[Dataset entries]

PR #1767, opened 2016-12-08
Fix nested array deref bug.

alissapajer:
There should be some integration tests that can be enabled with this fix. I'd like to see what happens when integration is run - not sure if tests will come to life (they're pending) or if I need to go in there and turn them on (they're skipped) or if I need to add some integration tests (the necessary ones don't exist yet). 

In any case, a good example query of what now comes to life is: `select distinct(city) from zips order by pop`. That query requires actually using the reified bucketing information in order to compute the sorting buckets. (There is just one bucket, but we have to give that information to the backend!)

### DIFF
--- a/connector/src/main/scala/quasar/qscript/Provenance.scala
+++ b/connector/src/main/scala/quasar/qscript/Provenance.scala
@@ -128,7 +128,6 @@ class ProvenanceT[T[_[_]]: Corecursive: EqualT] extends TTypes[T] {
   def genBuckets(ps: List[Provenance]): Option[(List[Provenance], FreeMap)] =
     ps.traverse(genBucket).eval(0).unzip.traverse(_.join match {
       case Nil      => None
-      case h :: Nil => Free.roll(MakeArray[T, FreeMap](h)).some
       case h :: t   =>
         t.foldLeft(
           Free.roll(MakeArray[T, FreeMap](h)))(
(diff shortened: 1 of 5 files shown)


alissapajer:
This aims to take care of #1622.

connector/src/main/scala/quasar/qscript/Provenance.scala
```diff
@@ -128,7 +128,7 @@ class ProvenanceT[T[_[_]]: Corecursive: EqualT] extends TTypes[T] {
   def genBuckets(ps: List[Provenance]): Option[(List[Provenance], FreeMap)] =
     ps.traverse(genBucket).eval(0).unzip.traverse(_.join match {
       case Nil      => None
-      case h :: Nil => h.some
+      case h :: Nil => Free.roll(MakeArray[T, FreeMap](h)).some
```
sellout: This case can just be removed then, right? The foldLeft should handle it.

alissapajer: Oh, ha, yes, good point! :)

alissapajer:
@sellout as might have been clear from the initial comment, even if the build passes, I'd still like to investigate the integration tests and make sure this is tested there before merge.

alissapajer:
Ok there are a couple real couchbase+marklogic integration test errors which I'll look into!

rabbitonweb:
@alissapajer I can tests my `select distinct` query that was failing.

alissapajer:
@rabbitonweb please do and let me know! What is the full query statement?

it/src/main/resources/tests/guardedExpression.test
```diff
@@ -1,6 +1,7 @@
 {
   "name": "regex on non-string field",
   "backends": {
+      "couchbase":         "skip",
```
alissapajer: Spoke with @drostron about this, and the pertinent code is being rewritten, so we decided to skip this test for now. 

This test is passing the marklogic build, and the qscript looks correct, so it's likely a couchbase issue.

alissapajer:
That last commit should fix the failing ML test. It turns out that that test was passing because the two bugs fixed in this PR were negating each other... We effectively generated a "null" bucketing by generating an impossible bucketing that ML turned to undefined.

alissapajer:
@sellout green build - this is ready for review now

PR #210, opened 2022-01-03
[RW-295] fix small typos

lazysoundsystem:
https://humanitarian.atlassian.net/browse/RW-295

All are in code comments apart from the 'valyes' variable.


orakili (approved):
Thanks!

PR #220, opened 2022-01-18
RW-314 RW-315 Style changes based on recent testing

left23:
RW-314 add rule to override external link icon in pseudo element on disaster map icon

RW-315 replace SCSS colour variable with RGB CSS custom property for colour, so active menu RGBA value applies when mobile menu items are active.


left23:
@lazysoundsystem Adding you as a reviewer as well for awareness.

PR #221, opened 2022-01-19
RW-316 Pager

left23:
This moves the pager outside the list section element and adjusts the styles for its display. It also changes the pager nav title from a h3 to h2 to reflect the change in hierarchy.


orakili (approved):
Thanks!

PR #231, opened 2022-01-27
Frontend adjustments based on testing

left23:
RW-285 (See issue - this was undone after some discussion because a better solution was found)
RW-323
RW-324
RW-321
RW-322


orakili (approved):
Thanks.

PR #233, opened 2022-01-28
[OPS-8024] Allow lua access to an extra env var without a custom config file.

cafuego:
Since there is an extra build step to install the lua uuid module anyway, its config may as well live in the same Dockerfile.


orakili (approved):
Thanks.

PR #238, opened 2022-02-02
RW-343 add clearfix rule to clear preceding floated element

left23:
RW-343 This looks after the display with the WYSIWYG only, and keeps the rule from RW-322 which does the same thing for the autocomplete widget.


orakili (approved):
Thanks, merging as it's fixing the wysiwyg issue but I think adding classes to the `label` and `legend` elementsto which we are adding the guideline buttons  (see [here](https://github.com/UN-OCHA/rwint9-site/blob/f3f87e3f583996d10e15593508fa79b72bbe4ba3/html/themes/custom/common_design_subtheme/components/rw-guidelines/guidelines-json.js#L176-L181)) would be make the overall styling easier to maintain. What do you think?

PR #261, opened 2022-03-08
RW-177 Preview refactor

left23:
This is dependent on a base theme release that includes this PR https://github.com/UN-OCHA/common_design/pull/286

This has now been merged to `main` so if this https://github.com/UN-OCHA/rwint9-site/pull/264 is merged to develop, then this PR would work as expected.

I've removed all CSS rules and template overrides that are now in the base theme, and set the `rw-preview` library to extend the base theme library so we can retain the changes in colour and hiding the view mode select specifically for RW.

Note: I came across a bug which I logged here https://humanitarian.atlassian.net/browse/CD-370


orakili (approved):
Thanks!

PR #263, opened 2022-03-09
RW-406 Guideline menu item with icon

left23:
Expected result:

Selection_016

Selection_017


orakili (approved):
@left23 working well. Thanks!

For info, I created a CD ticket and PR to include the sprite via a template rather than the html preprocess hook: https://humanitarian.atlassian.net/browse/CD-373

Also created https://humanitarian.atlassian.net/browse/RW-415 as a low priority follow-up ticket to remove unused icons from the sprite.

PR #264, opened 2022-03-09
RW-405 update theme

left23:
- Add nvm file to sub theme with correct node version
- Set base theme tag to v6


orakili (approved):
Thanks!

PR #279, opened 2022-04-12
RW-438 update base theme and SVG sprite icon partial

left23:
- Upgrade base theme to v7 https://github.com/UN-OCHA/common_design/releases/tag/v7.0.0
- Removes the SVG icon sprite from being attached in the sub theme preprocess, and instead uses a template override
There should be visual changes, and the social media icons should continue to display in the footer.


orakili (approved):
Seems to be working well. Thanks.

I've replaced the html.html.twig template with the one from the `common_design/common_design_subtheme` one which just contains the block definition to  add the subtheme icon template.

PR #284, opened 2022-04-20
[RW-467] Only add optional mark before rendering form elements

orakili:
Ticket: RW-467

This PR delays the addition of the "optional" mark so that other places using the form element title (ex: to set an error message) see the original one.

Due to the way drupal builds the form elements we need to pass around the optional information before we can finally alter the title:

1. Process function to add an `after build` callback to the relevant form elements
2. After build callback to add the `pre render` callbacks to add the optional mark
3. Pre render callback to add the "optional" mark

## Testing

Create a training, for example, and leave the "registration deadline" empty. Without this PR, the error message at the top should show "Registration deadline - optional". With the PR, the message should show "Registration deadline" only.

Other optional fields like "Theme" should still display the "- optional" text next to the title.

### DIFF
--- a/html/themes/custom/common_design_subtheme/common_design_subtheme.theme
+++ b/html/themes/custom/common_design_subtheme/common_design_subtheme.theme
@@ -5,13 +5,12 @@
  * Preprocess functions for the Common Design subtheme.
  */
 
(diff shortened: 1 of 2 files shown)


left23 (approved):
Works, thanks!

PR #337, opened 2022-05-18
[OPS-8307] Add the memcache services, so they can be used. Wheee!

cafuego:
This depends on https://github.com/UN-OCHA/tools-ansible/pull/851 (which is applied)


orakili (approved):
@cafuego Do we need to update `config/core.extensions.yml` to enable the memcache module or does ansible do that for us?

cafuego:
Yes, but the updated settings.php needs to be present on disk first, I think. I'm not sure what the module will do when enabled and not configured.

PR #1915, opened 2017-11-01
WIP: Introduce OMR Runtime Helper for CRC32

0dvictor:
CRC32 is widely used for many applications; OMR should
provide such an utility so that each downstream project
does not have to implement its own.


0dvictor:
@andrewcraik this PR is about to introduce a helper for CRC32, it requires https://github.com/eclipse/omr/pull/1899. Feel free to use and/or rework it as I'll be away for awhile.

mstoodle:
Hi @0dvictor, what's the plan here, please?

mstoodle:
@0dvictor maybe we should close this one until you're ready to finish it off?

0dvictor:
This PR needs features introduces by https://github.com/eclipse/omr/pull/1899, but https://github.com/eclipse/omr/pull/1899 has not been merged yet although this PR is feature complete and tested. Hence it is hard to give a plan until https://github.com/eclipse/omr/pull/1899 is accepted.

ymanton:
I'm dubious of the value of this, is this really something that belongs here?

There are multiple variants of CRC32 and this one looks like it uses a table pre-calculated for one of them, but it's not specified which. Is there reason to believe someone using OMR would want this variant and in particular this implementation v.s. something from their language runtime if they have one or from zlib or elsewhere? Conversely, if someone doesn't need it do they really want a 1KiB table + associated code in their compiler's runtime lib?

mstoodle:
@0dvictor would you please address @ymanton's concerns? Obviously we need to get #1899 cleaned up first, but in the meantime can we please resolve that this PR is the right direction?

0dvictor:
Having been thinking about this for a while, I think it is a good point that not all project wants this specific implementation of CRC32 even though they may need CRC32. Different implementations take different trade-offs, each downstream project may choose different trade-offs. Should we close this PR and let the downstream projects implement their own?

0xdaryl:
I'm fine with closing this.  The use case I had in mind for this is no longer of interest to me.

0xdaryl:
@0dvictor, if you no longer have a reason to keep this open, please close it.  Thanks.

0dvictor:
Thank you for reminding. I'm closing this pull request.

PR #1919, opened 2017-11-01
Enable warnings as errors by default

charliegracie:
Enable the warnings as errors flag for targets that are warning
free.  Other targets should be working on compiling clean for
warnings as errors and as they complete the work they should also
enable this compile flag.

Also enable -Wall for "gnu" compilers and /W3 for the msvc
compilers.  Similarly to warnings as errors add this new option
to targets that compile clean with it enabled.


charliegracie:
FYI @dnakamura and @rwy0717

charliegracie:
genie-omr build plinux

charliegracie:
genie-omr build plinux

dnakamura:
LGTM. I'm not crazy about the verbosity required. ie 
```
if(OMR_WARNINGS_AS_ERRORS)
 	target_compile_options(omrgc PRIVATE ${OMR_WARNING_AS_ERROR_FLAG})
 endif()
 
 if(OMR_ENHANCED_WARNINGS)
 	target_compile_options(omrgc PRIVATE ${OMR_ENHANCED_WARNING_FLAG})
 endif()
```
But I cant see a better solution

PR #1920, opened 2017-11-01
Fix exponential walk in dead trees elimination

jdmpapin:
An earlier attempt to prevent `fixUpTree()` taking exponential time was previously reverted (via commenting) due to a functional issue.

The problem with the original fix is the early return when `(node->getVisitCount() <= oldCompVisitCount)`. This condition will tend to hold not only for nodes evaluated in earlier treetops, but also for nodes that haven't been encountered yet by the current pass of dead trees elimination, resulting in a failure to anchor.

Anchoring should often be unnecessary because of advance analysis by `isSafeToReplaceNode()`, but in some cases the child of treetop is exempted from that analysis, most notably when it has reference count 1. In these cases it's necessary to anchor any previously unevaluated children that might occur below. For example, consider the following trees:

    treetop
      isub with rc=1
        iload x
        iconst -1
    istore x
      ...independent of previous value of x...
    ...
    ireturn
      ==>iload x

In order to eliminate the subtraction, the load must be anchored. With the early return mentioned above, if the visit count of the load is <= `oldCompVisitCount` (which is likely), then `fixUpTree()` will allow the load to swing down past the store.

Dead trees elimination has a particular visit count value reserved to indicate that a node is already evaluated: `visitCount` in `process()`. This can be seen by the way `visitCount` is used in `process()` itself (after setting future use counts), and in `isSafeToReplaceNode()`, `collectSymbolReferencesInNode()`, and `containsNode()`. This commit uses that value to identify nodes that have already been evaluated, which never need to be anchored.

Furthermore, this commit addresses the strange usage pattern of `seenNodes`, which allowed `fixUpTree()` to descend into the children of nodes that it had already anchored.

### DIFF
--- a/compiler/optimizer/DeadTreesElimination.cpp
+++ b/compiler/optimizer/DeadTreesElimination.cpp
@@ -77,23 +77,19 @@ static OMR::TreeInfo *findOrCreateTreeInfo(TR::TreeTop *treeTop, List<OMR::TreeI
    return t;
    }
 
-// temporarily revert this fix
-//static bool fixUpTree(TR::Node *node, TR::TreeTop *treeTop, TR::SparseBitVector &seenNodes, bool &highGlobalIndex, TR::Compilation *comp, vcount_t oldCompVisitCount)
-static bool fixUpTree(TR::Node *node, TR::TreeTop *treeTop, TR::SparseBitVector &seenNodes, bool &highGlobalIndex, TR::Optimization *opt)
+static bool fixUpTree(TR::Node *node, TR::TreeTop *treeTop, TR::NodeChecklist &visited, bool &highGlobalIndex, TR::Optimization *opt, vcount_t evaluatedVisitCount)
    {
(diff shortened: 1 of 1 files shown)


andrewcraik:
LGTM from me - @vijaysun-omr I think this is in your area of expertise.

vijaysun-omr:
@jdmpapin maybe you can add a brief description of both the original issue (which was just an exponential walk) as well as the prior attempt at a fix that was disabled temporarily. It looks like we needed to check for two kinds of "visited" status here, 1) visited in a prior tree and 2) visited previously when walking the current tree for "fixup". Was the problem with the prior attempt at a fix that it was not visiting some node that it should have ?

jdmpapin:
I've edited the commit message and the PR comment

vijaysun-omr:
Thanks, I understand the case now where the original fix was leading to wrong results. I will merge this now since checks had already passed before and the only reason checks are being run again is that the commit message was changed.

PR #1922, opened 2017-11-01
Improve synchronizedFieldLoadSymbol documentation

fjeremic:
lloadi opcodes are also supported now so this is reflected in the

*Task:* What lines of the data include the word "isSafeToReplaceNode"? Copy each of them.

*Solution:*
Anchoring should often be unnecessary because of advance analysis by `isSafeToReplaceNode()`, but in some cases the child of treetop is exempted from that analysis, most notably when it has reference count 1. In these cases it's necessary to anchor any previously unevaluated children that might occur below. For example, consider the following trees:
Dead trees elimination has a particular visit count value reserved to indicate that a node is already evaluated: `visitCount` in `process()`. This can be seen by the way `visitCount` is used in `process()` itself (after setting future use counts), and in `isSafeToReplaceNode()`, `collectSymbolReferencesInNode()`, and `containsNode()`. This commit uses that value to identify nodes that have already been evaluated, which never need to be anchored.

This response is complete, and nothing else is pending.